The ST had a notoriously slow text output system. The display was a bitmap and
there was no hardware acceleration. Somebody called Darek Mihocka came out
with 'Quick ST' which made the text display quicker than stock. As a newbie I
wanted to beat this, so I learned 68000 assembly and did the usual
optimisation - unrolling loops, precomputing bitmaps etc. I got faster than
Quick ST but then he had an update which nearly doubled my speed.

I did everything I could to work out what he'd done, including looking at the
Motorola reference manuals, nothing came up. I was going crazy.
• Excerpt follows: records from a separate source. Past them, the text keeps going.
PR #24112, opened 2026-01-09
feat: Add security rules for Cubic PR reviews (no-changelog)

MarcL:
## Summary

Add initial security rules for Cubic PR reviews.

N/A

## Review / Merge checklist

- ~[ ] Tests included. ~
- ~[ ] PR Labeled with `release/backport` (if the PR is an urgent fix that needs to be backported)~

### DIFF
--- a/cubic.yaml
+++ b/cubic.yaml
@@ -107,6 +107,78 @@ reviews:
         - Exports, types, configs
         - Metadata files
         - Version files
+    - name: Security Review
+      description: |-
+        Proactively review PRs and flag security vulnerabilities specific to n8n's architecture:
+
+        **Code Execution & Sandboxing:**
+        - Changes that weaken expression evaluation sandbox protections
+        - Modifications to Code node sandboxes (JavaScript/Python) that reduce isolation
+        - New access to Node.js builtins or external modules in sandboxed contexts
+        - Prototype pollution or constructor access bypasses
+        - Weakening of prototype sanitizers or function context validators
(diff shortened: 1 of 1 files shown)


cubic.yaml
```diff
@@ -107,6 +107,78 @@ reviews:
         - Exports, types, configs
         - Metadata files
         - Version files
+    - name: Security Review
+      description: |-
+        Proactively review PRs and flag security vulnerabilities specific to n8n's architecture:
+
```
phyllis-noester, line 113: Super nice 🥳 

a few ideas but non blocking:

maybe some more stuff around the db? e.g.

- Missing db indexes in important queries and other very resource intensive queries
- missing data encryption for sensitive fields

also, given that we store a lot of credentials, we could highlight that credentials access can be scoped to instance,project or person (or whatever all the available option are) and it is essential that we only expose them or data fetched via the credentials to the allowed user group. 

we could also add something about modularization. afaik newer features are implemented into appropriate modules whereas some olders are not which can lead to issues with licensing if enterprise code is made available to non enterprise customers

phyllis-noester (dismissed):

cubic.yaml
MarcL: Added some changes in c4bc854.
Thoughts?

phyllis-noester: niceeeee 🥳

phyllis-noester (approved):

PR #25813, opened 2026-02-16
fix(core): Use pg driver native statement timeout instead of command line

tomi:
## Summary

Bump @n8n/typeorm and pass in the statement timeout via driver config instead of command line options

## Related Linear tickets, Github issues, and Community forum posts

https://linear.app/n8n/issue/CAT-2350/use-driver-native-statement-timeout-instead-of-command-line-options

## Review / Merge checklist

- [ ] PR title and summary are descriptive. ([conventions](../blob/master/.github/pull_request_title_conventions.md)) 
- [ ] [Docs updated](https://github.com/n8n-io/n8n-docs) or follow-up ticket created.
- [ ] Tests included. 
- [ ] PR Labeled with `release/backport` (if the PR is an urgent fix that needs to be backported)

PR #27295, opened 2026-03-19
fix(core): Apply Postgres statement_timeout via SET, not startup param

### LINKED ISSUE #25705: Unsupported startup parameter in options: statement_timeout
### Bug Description

Hi,

i use n8n with external PostgreSQL database. I just upgraded from 2.6.3 to 2.7.4 and now i get the following error during startup: 

```bash
Initializing n8n process                                                                                                                                                                                                                                      
There was an error initializing DB                                                                                                                                                                                                                            
unsupported startup parameter in options: statement_timeout  
```

Looks like it is related to that PR: https://github.com/n8n-io/n8n/pull/25041

### To Reproduce

start n8n 2.7.4 with postgres database

### Expected behavior

should work

### Debug Info

-

### Operating System

docker

### n8n Version

2.7.4

### Node.js Version

docker

### Database

PostgreSQL

### Execution mode

main (default)

### Hosting

self hosted

ivov:
## Summary

Fixes Postgres `statement_timeout` breaking startup on AWS RDS Proxy and other providers that reject startup parameters The previous fix #25813 moved from `-c statement_timeout=n` to typeorm's native `statementTimeout` property, but both paths still end up in being passed via the `pg` driver.

- https://linear.app/n8n/issue/CAT-2645
- Closes #25705

## Review / Merge checklist

- [ ] Tests included. 

### DIFF
--- a/packages/@n8n/db/src/connection/__tests__/db-connection-options.test.ts
+++ b/packages/@n8n/db/src/connection/__tests__/db-connection-options.test.ts
@@ -112,7 +112,6 @@ describe('DbConnectionOptions', () => {
 					poolSize: 2,
 					migrations: postgresMigrations,
 					connectTimeoutMS: 20000,
-					statementTimeout: 300_000,
 					ssl: false,
 					extra: {
 						idleTimeoutMillis: 30000,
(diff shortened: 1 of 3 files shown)


tomi (commented):
Since we have the config option on the typeorm library, it would make more sense to let the driver handle that instead of doing it in the app side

Bear in mind
these were the days when there was no middleware, it was you versus the
hardware, and if they did it better it's because their code was better.
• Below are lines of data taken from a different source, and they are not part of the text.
PR #27296, opened 2026-03-19
fix(instance-ai): persist thread delete and rename to backend

aalises:
## Summary
Kapture 2026-03-19 at 18 07 46

- Thread deletion and renaming in Instance AI were purely client-side (in-memory Pinia state only), so changes were lost on page refresh
- Added `DELETE` and `PATCH /instance-ai/threads/:threadId` backend endpoints
- Wired frontend store actions to call the API before updating local state

## Linear ticket
https://linear.app/n8n/issue/AI-2240/instance-ai-thread-delete-and-rename-not-persisted-to-backend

So I went to bed one night and the 'move.p' opcode came to mind. I woke up and
read about it - turns out this opcode took a 16 bit number and split it into 2
8bit codes and placed them 2 bytes apart. This matched the ST interleaved
bitmap perfectly - I doubled my speed and beat Darek.

So, yeah, a dream did actually improve my code. I do miss those days where
decent code beat driver, middleware and other issues.

------
Xophmeister
Just two nights ago, my wife came to join me, which woke me into a half sleep.
I immediately grabbed something on my nightstand that reminds me of her and
thrust it into the air, then I started to try to explain (somewhat
incomprehensibly, apparently) the unit tests that would run against her.
That's not a euphemism and the waving the thing in the air, I think, made me
believe that her unit tests would run first, so I could get back to sleep
sooner.

Needless to say, she's still laughing at my antics!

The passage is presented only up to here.